* _TASK INSTRUCTIONS_
In the records below, find the line with "fix link inside tab"; retype that line and all the following lines through the end, exactly, and add nothing.

Saved data entries
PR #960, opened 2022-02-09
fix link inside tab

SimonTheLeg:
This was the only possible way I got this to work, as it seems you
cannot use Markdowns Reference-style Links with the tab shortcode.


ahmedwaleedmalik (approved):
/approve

* _RESPONSE FOR THIS EXERCISE_
fix link inside tab

SimonTheLeg:
This was the only possible way I got this to work, as it seems you
cannot use Markdowns Reference-style Links with the tab shortcode.


ahmedwaleedmalik (approved):
/approve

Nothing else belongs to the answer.